The struggling dairy industry in New York is under economic threat due to current immigration policies in the US, according to Mary Jo Dudley, a farmworker program director at Cornell University. Dudley claims that the gridlock in Washington over the issue of immigration reform is causing extra stressors on dairy farmers in New York. They are already paying more to produce milk than the price they can charge for it, which is controlled by the federal government.
There are temporary guest worker US visas for immigrants working on dairy farms, unlike many other workers in the agricultural industry. Dudley says that a way to document immigrant workers or provide them with a pathway to US citizenship would a better direction to take than the current stalemate where enforcement rather than solutions is the focus.
Dudley made the observations in the wake of an undocumented immigrant worker having recently been arrested on a dairy farm in New York, an incident that has resulted in controversy. The arrested 31-year-old, Marcial de Leon Aguilar was previously convicted of reckless aggravated assault by Immigration and Customs Enforcement.
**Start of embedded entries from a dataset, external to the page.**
PR #4510, opened 2023-06-09
Issue 206: Weapon Specialist

### LINKED ISSUE #206: Dropships using bay weapons in the air incompatible with weapon specialist SPA
Even if you have the unofficial rule checked, when editing a dropship pilot in the megamek lobby, the weapon specialist SPA only allows you to use weapons by bay (e.g. artillery bay, PPC bay, laser bay, etc) instead of the individual weapons that you would be using (arrow IV, ER PPC, Large Laser, etc). You can set it to weapon specialist (artillery bay) but it has no effect when the grounded dropship is attempting to fire the individual weapons when grounded (such as arrow IV).

The dropship in the save was set to weapon specialist (artillery bay) in the lobby.

[#battletech.zip](https://github.com/MegaMek/megamek/files/271891/battletech.zip)

SJuliez:
- corrects allowed weapons for the Weapon Specialist SPA: no bay weapons as per discussion with Hammer, also no Screen Launchers and AMS as they don't use a to-hit roll
- gives the bonus for weapon bays when a bay exclusively contains the exact weapon type of a specialist
- corrects allowed weapons for the Sandblaster SPA
- shows the chosen weapon of a specialist in the pilot tooltip

Fixes #206


megamek/src/megamek/common/PilotSPAHelper.java
```diff
@@ -0,0 +1,95 @@
+package megamek.common;
```
NickAragua, line 1: Do we want to put the copyright thing at the top of the file?

megamek/src/megamek/common/PilotSPAHelper.java
```diff
@@ -0,0 +1,95 @@
...
+
+    /** @return True when the given Mounted equipment is a valid choice for the Sandblaster SPA. */
+    public static boolean isSandblasterValid(Mounted mounted) {
+        return isSandblasterValid(mounted.getType());
+    }
+
+    /** @return True when the given EquipmentType is a valid choice for the Sandblaster SPA. */
+    public static boolean isSandblasterValid(EquipmentType equipmentType) {
+        return (equipmentType instanceof WeaponType)
+                && ((equipmentType instanceof UACWeapon) || (equipmentType instanceof LBXACWeapon)
```
NickAragua, line 62: One comment here, which is that the "rapid fire autocannons" weapon allows standard ACs to behave like UACs (at the risk of exploding), so I think standard autocannons should be included in this.

NickAragua (changes requested):
Looks good, just one quibble about standard autocannons.

megamek/src/megamek/common/PilotSPAHelper.java
SJuliez: As a suggestion, I have added a GameOptions parameter here based on which all ACs may be allowed. Both MM and MHQ can supply GameOptions and so it'll reflect the state of the game/campaign. The GameOptions can be nulled if necessary but I have not added versions without the additional parameter as we'd really want the GameOpts to be given. I think MML won't need these methods.

Aside from that I've removed Streaks from Sandblaster as they don't use the cluster table and C3 from the weapon specialist (hehe).

SJuliez: @NickAragua Any thoughts?

NickAragua: Sorry, lost track of this one.

I think there are some situations (mostly involving high powered ECM as I recall) where Streak launchers revert to cluster rolls, so there may be a case for Sandblaster applying to them.

NickAragua (approved):
I suspect some people may have complaints about the removal of AMS (given the "AMS as machine gun" option) and infantry attacks, but that's easy enough to change if a rule clarification comes through.

SJuliez:
Good point with AMS, I've changed that to allow AMS with the AMS as weapon game option.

The ICE also alluded to the fact Aguilar had unlawfully re-entered the U.S on three separate occasions following his deportation.
Dudley says anecdotal reports about the arrest of farmworkers in New York have increased since the beginning of the Trump administration in January 2017. Agricultural immigrant workers, both document and undocumented, are offered workshops about encountering federal immigration authorities by the Cornell farm worker program.